PR #1379, opened 2020-11-02
Make hasWidget check hidden widgets

### LINKED ISSUE #1342: Can't deleted GUI-edited session track
To reproduce:

* Copy track to session
* Open settings of session track
* Close settings
* Try to delete session track

Fails with an error like:

```
Uncaught Error: Error when closing this connection, the following node is still referring to a track configuration: {"id":"configEditor","type":"ConfigurationEditorWidget","target":"p7FU-K6WqS_-1603815735675-sessionTrack"}
```

cmdcolin:
Currently the removeReferring uses hasWidget to check if anything is referring to a track. This searches all widgets including hidden ones from self.widgets in the session

This would fix #1342 

Alternative fixes might involve not keeping track of hidden widgets

### DIFF
--- a/products/jbrowse-desktop/src/sessionModelFactory.ts
+++ b/products/jbrowse-desktop/src/sessionModelFactory.ts
@@ -284,7 +284,9 @@ export default function sessionModelFactory(pluginManager: PluginManager) {
           } catch (err1) {
             // ignore
           }
-          if (this.hasWidget(node)) {
+
+          // @ts-ignore
+          if (self.widgets.has(node.id)) {
             // If a configuration editor widget has the track config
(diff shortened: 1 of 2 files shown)


rbuels:
Since this changes the meaning of `hasWidget`, did you look at what in the code uses `hasWidget` and check that this new meaning is OK for it?

cmdcolin:
The hasWidget was currently only used in one place and that is in the removeReferring code that this is relevant to fixing.


Nevertheless, in order to not change  "the public API of hasWidget" and because I kind of feel like self.widgets is internal, I changed the point of use to search self.widgets rather than expose it via hasWidget

Issue #1375, opened 2020-10-31
adding new assembly with assembly manager GUI breaks with Volvox session


elliothershberg:
When doing more manual testing, I noticed that for the Volvox demo the assembly manager GUI throws an error when adding a new session. The error occurs when I try to switch the type of adapter for the assembly. When I switch from BamAdapter to BgzipFastaAdapter it throws: "Error: Error: HTTP 404 fetching /path/to/seq.fa.gz.fai". Seems like I problem with trying to interpret the default value.

Doesn't happen for the human basic demo, or an empty config (which is what I was testing with.)

To reproduce:

1. Build jbrowse-web
2. Copy the contents of `test_data/volvox` into the root of the build directory.
3. Run `jbrowse admin-server` inside the build directory.
4. Open the Assembly Manager
5. Create new assembly
6. In the config editor, switch from Bam Adapter to BgzipFastaAdapter

Not sure what the problem is with why it is immediately looking for that file and throwing an error for this demo compared to having either the basic human config, or a default one.

cmdcolin:
This is likely due to factors similar to the assemblyManager autorun erroring

Adding a blank assembly immediately makes assemblyManager try to find it's resources, and then assembly management does not have error handling, it calls error on the root model and then causes this failure

cmdcolin:
I made this PR to try to help with running admin server in dev mode, might be able to more quickly iterate and debug https://github.com/GMOD/jbrowse-components/pull/1376

cmdcolin:
The basic idea it seems would be to not add a blank assembly conf though, because otherwise it tries to get accessed right away by the assemblyManager autorun/reaction

cmdcolin:
I'm just gonna throw this out there. There is not a way to "bootstrap the config" from empty is there? that would require an admin mode version of the splash screen or something?

elliothershberg:
What do you mean by bootstrapping the config from empty? Currently, if there is no config, `admin-server` creates a small empty default one, which works with the assembly manager GUI. Is that sort of what you're talking about?

Is there a way to ignore the autorun?

Also, thanks for the PR for setting up dev mode for this, I was thinking about doing something similar 👍

cmdcolin:
>Currently, if there is no config, admin-server creates a small empty default one, which works with the assembly manager GUI. Is that sort of what you're talking about?

That seems ok ya

>Is there a way to ignore the autorun?

[...]

PR #1380, opened 2020-11-02
Don't crash app when live editing assembly

elliothershberg:
This is a small change that checks if the Assembly Manager GUI is open before cascading errors loading an assembly up to the root model of the app and crashing it. This fixes issues with live editing values using the config editor for assemblies (#1375 ).

I'm going to open a separate PR with an improved form for adding assemblies, but think this should go in now, depending on how long creating the new form takes me.


cmdcolin:
I think this is good. It seems important in the context of live editing since, as a user is typing, the autorun may result in launches to 404 files which would then call getParent(self,3).setError e.g. set error on root model, and would crash the app

We could consider later on whether live editing the config is good in another issue

And also, I do think the more simple add form will go a long ways

PR #1383, opened 2020-11-03
Remove savedSessions from configs

garrettjstevens:
`savedSessions` no longer gets loaded from the config file after #1240. This removes references to it in demo configs, and moves a saved session to `defaultSession` where applicable.

### DIFF
--- a/test_data/breakpoint/config.json
+++ b/test_data/breakpoint/config.json
@@ -93,114 +93,109 @@
     }
   ],
   "defaultSession": {
-    "name": "New Session"
-  },
-  "savedSessions": [
-    {
-      "name": "Human Example (hg19)",
-      "drawerWidth": 384,
-      "views": [
-        {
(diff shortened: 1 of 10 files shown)


garrettjstevens:
Easier to view the diff hiding whitespace: https://github.com/GMOD/jbrowse-components/pull/1383/files?diff=split&w=1

cmdcolin:
This could be a different discussion but I believe there is room for something like exampleSessions, something an admin can configure to demo their instance.

So just rename savedSessions to exampleSessions?

garrettjstevens:
I agree that would be a good follow-on, it's similar to the sessionTemplates idea I've talked about before, and maybe they could have their own section on the splash screen. For now I think we need this, though, since there are sessions in the demo configs that we are currently unable to access.

cmdcolin:
xref https://github.com/GMOD/jbrowse-components/issues/1384 for that follow on

Issue #1327, opened 2020-10-22
RefNameAutocomplete long wait time with no loading state


cmdcolin:
The RefNameAutocomplete currently returns null until it is fully loaded which involves a full instantiation of a worker thread which is 3MB of JS downloaded to do anything

An alternative is fetching of the refNames on the main thread for this case. This would almost certainly be faster fetching it on the main thread.

Note that waiting on loading the header bar for the LGV is also affected by this, you can see the linear-progress going while it waits for a worker thread to instantiate and getRefNames from the reference genome

Example of the loading screen you can get stuck at, where the screen has the disabled open button for sort of a "confusing reason"

![s3 amazonaws com_jbrowse org_code_jb2_beta_master_index html_session=local-7MV-nB_Lh](https://user-images.githubusercontent.com/6511937/96804995-87fb6880-13de-11eb-8c51-27c17187dc91.png)

cmdcolin:
Note that this issue was sort of exaggerated by the addition of disableClearable/null rendering because the refnameautocomplete previously had a loading state

#1255

garrettjstevens:
For reference, looked like this before:

![image](https://user-images.githubusercontent.com/25592344/96906433-0693ec80-1457-11eb-9362-a2d7e6a9beec.png)

rbuels:
need to add a loading spinner back in

PR #1385, opened 2020-11-03
Add back the RefNameAutocomplete loading state

cmdcolin:
This is a bit of refactoring

It removes some internal state of RefNameAutocomplete which gives it a little more predictable behavior, and basically makes it more like a controlled component.

### DIFF
--- a/plugins/linear-genome-view/src/LinearGenomeView/components/Header.tsx
+++ b/plugins/linear-genome-view/src/LinearGenomeView/components/Header.tsx
@@ -147,7 +147,10 @@ function PanControls({ model }: { model: LGV }) {
 export default observer(({ model }: { model: LGV }) => {
   const classes = useStyles()
   const theme = useTheme()
-  const { coarseDynamicBlocks: contentBlocks, displayedRegions } = model
+  const {
+    coarseDynamicBlocks: contentBlocks,
+    displayedRegions,
+  } = model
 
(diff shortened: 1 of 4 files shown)


cmdcolin:
Xref #1327

cmdcolin:
To expand a little more

The internals of RefNameAutocomplete had a useState and a defaultRegionName which is very similar to an uncontrolled component, and then called useEffect to setSelection to the ImportForm outside it

This led to some weirdness when trying to add a loading state back because it started doing some weird stuff where it would call onSelect  on initialized but then coarseDynamicBlocks wouldn't be updated yet and so if you navigated to ctgB it would snap back to ctgA. This struck me as a pretty weird and so I worked to not make it rely on this initialization-calls-onselect behavior and instead rely on controlled input, and the plain onChange handler

garrettjstevens:
I noticed that with this change, if you enter something that doesn't exist, it shows "Loading..." instead of the "No options" it showed before.

image

vs.

image

garrettjstevens:
oh shoot, I pushed to this branch on accident, I'll revert it

cmdcolin:
no worry. that is a good catch for the loading state also...

cmdcolin:
It's possible uncontrolled component is another pattern but this works well for async fetching the data but this does appear to help with the current use cases of refnameautocomplete

Issue #1369, opened 2020-10-30
Navigation by locstring broken


garrettjstevens:
link: https://s3.amazonaws.com/jbrowse.org/code/jb2/beta/master/index.html?config=test_data%2Fvolvox%2Fconfig.json&session=share-5dc53228c420a0bf58e377856b4527bae58c4d11195c8c9c5846438fbc7ce8ba&password=fe46a2f92aac1f8bdfc247cab7f33480

Try pasting e.g. `ctgA:100..900` in the locstring/search box, get this error:

![image](https://user-images.githubusercontent.com/25592344/97762431-1a31f980-1ace-11eb-9b14-63f605bc7ea7.png)

cmdcolin:
seems related to #1350 will check into it

PR #1386, opened 2020-11-03
Fix usage of aliases for isValidRefName

cmdcolin:
Currently on master searching chr5:1-100 does not work since chr5 is an alias

This fixes that.. This is a knock on from #1369 

Note that having an integration test for this would be great. Have tried to do this here recently but didn't get it completed https://github.com/GMOD/jbrowse-components/compare/search_test

### DIFF
--- a/packages/core/assemblyManager/assembly.ts
+++ b/packages/core/assemblyManager/assembly.ts
@@ -192,11 +192,11 @@ export default function assemblyFactory(assemblyConfigType: IAnyType) {
         return self.refNameColors[idx % self.refNameColors.length]
       },
       isValidRefName(refName: string) {
-        if (!self.allRefNames)
+        if (!self.refNameAliases)
           throw new Error(
             'isValidRefName cannot be called yet, the assembly has not finished loading',
           )
-        return self.allRefNames.includes(refName)
+        return !!this.getCanonicalRefName(refName)
       },
     }))
     .actions(self => ({


garrettjstevens:
Agreed, would good to get an integration test for this as it was definitely working at one point. This fixes `isValidRefName`, but I'd also like to fix `allRefNames`, which appears to be why `isValidRefName` stopped working. Something like this, maybe:

```diff
diff --git a/packages/core/assemblyManager/assembly.ts b/packages/core/assemblyManager/assembly.ts
--- a/packages/core/assemblyManager/assembly.ts
+++ b/packages/core/assemblyManager/assembly.ts
@@ -155,9 +155,11 @@ export default function assemblyFactory(assemblyConfigType: IAnyType) {
         if (!(this.refNames && self.refNameAliases)) {
           return undefined
         }
-        let aliases: string[] = []
-        self.refNameAliases.forEach(aliasList => {
-          aliases = aliases.concat(aliasList)
+        const aliases: string[] = []
+        self.refNameAliases.forEach((_canonicalName, alias) => {
+          if (!this.refNames?.includes(alias)) {
+            aliases.push(alias)
+          }
         })
         return [...this.refNames, ...aliases]
       },
```

garrettjstevens:
Oh wait, didn't realize this was already merged. I'll open a separate PR.

PR #1390, opened 2020-11-03
Fix allRefNames on assembly

garrettjstevens:
Restores previous functionality to return a list of all refNames and aliases.

### DIFF
--- a/packages/core/assemblyManager/assembly.ts
+++ b/packages/core/assemblyManager/assembly.ts
@@ -155,13 +155,7 @@ export default function assemblyFactory(assemblyConfigType: IAnyType) {
         if (!(this.refNames && self.refNameAliases)) {
           return undefined
         }
-        const aliases: string[] = []
-        self.refNameAliases.forEach((_canonicalName, alias) => {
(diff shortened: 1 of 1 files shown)


packages/core/assemblyManager/assembly.ts
```diff
@@ -155,9 +155,11 @@ export default function assemblyFactory(assemblyConfigType: IAnyType) {
         if (!(this.refNames && self.refNameAliases)) {
           return undefined
         }
-        let aliases: string[] = []
-        self.refNameAliases.forEach(aliasList => {
-          aliases = aliases.concat(aliasList)
+        const aliases: string[] = []
+        self.refNameAliases.forEach((_canonicalName, alias) => {
+          if (this.refNames && !this.refNames.includes(alias)) {
```
cmdcolin, line 160: refNameAliases contains the canonical refNames so should be able to return keys of refNameAliases only

rbuels:
what was the motivation for this? what problem was cropping up?

garrettjstevens:
This was the problem that originally caused the bug fixed by #1386. I realized that when reviewing #1386.

PR #1393, opened 2020-11-04
Resource list for helpwidget

cmdcolin:
Screenshot

localhost_3000_index html_config=test_data%2Fconfig json session=local-ZubbSIjul

Adds the user guide

Makes the version display similar to the about dialog

Uses less prose when offering links, instead providing a short list


cmdcolin:
Existing for ref
localhost_3000_index html_config=test_data%2Fconfig json session=local-ZubbSIjul (1)

PR #1394, opened 2020-11-04
Add new menu items for show/hide feature labels, set max height, and set compact display mode

cmdcolin:
This adds

- Track menu item to show/hide feature labels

▶ EXERCISE AIM:
What lines in the listing above hold the string "integration"? List them.

▶ ANSWER SECTION:
Note that having an integration test for this would be great. Have tried to do this here recently but didn't get it completed https://github.com/GMOD/jbrowse-components/compare/search_test
Agreed, would good to get an integration test for this as it was definitely working at one point. This fixes `isValidRefName`, but I'd also like to fix `allRefNames`, which appears to be why `isValidRefName` stopped working. Something like this, maybe:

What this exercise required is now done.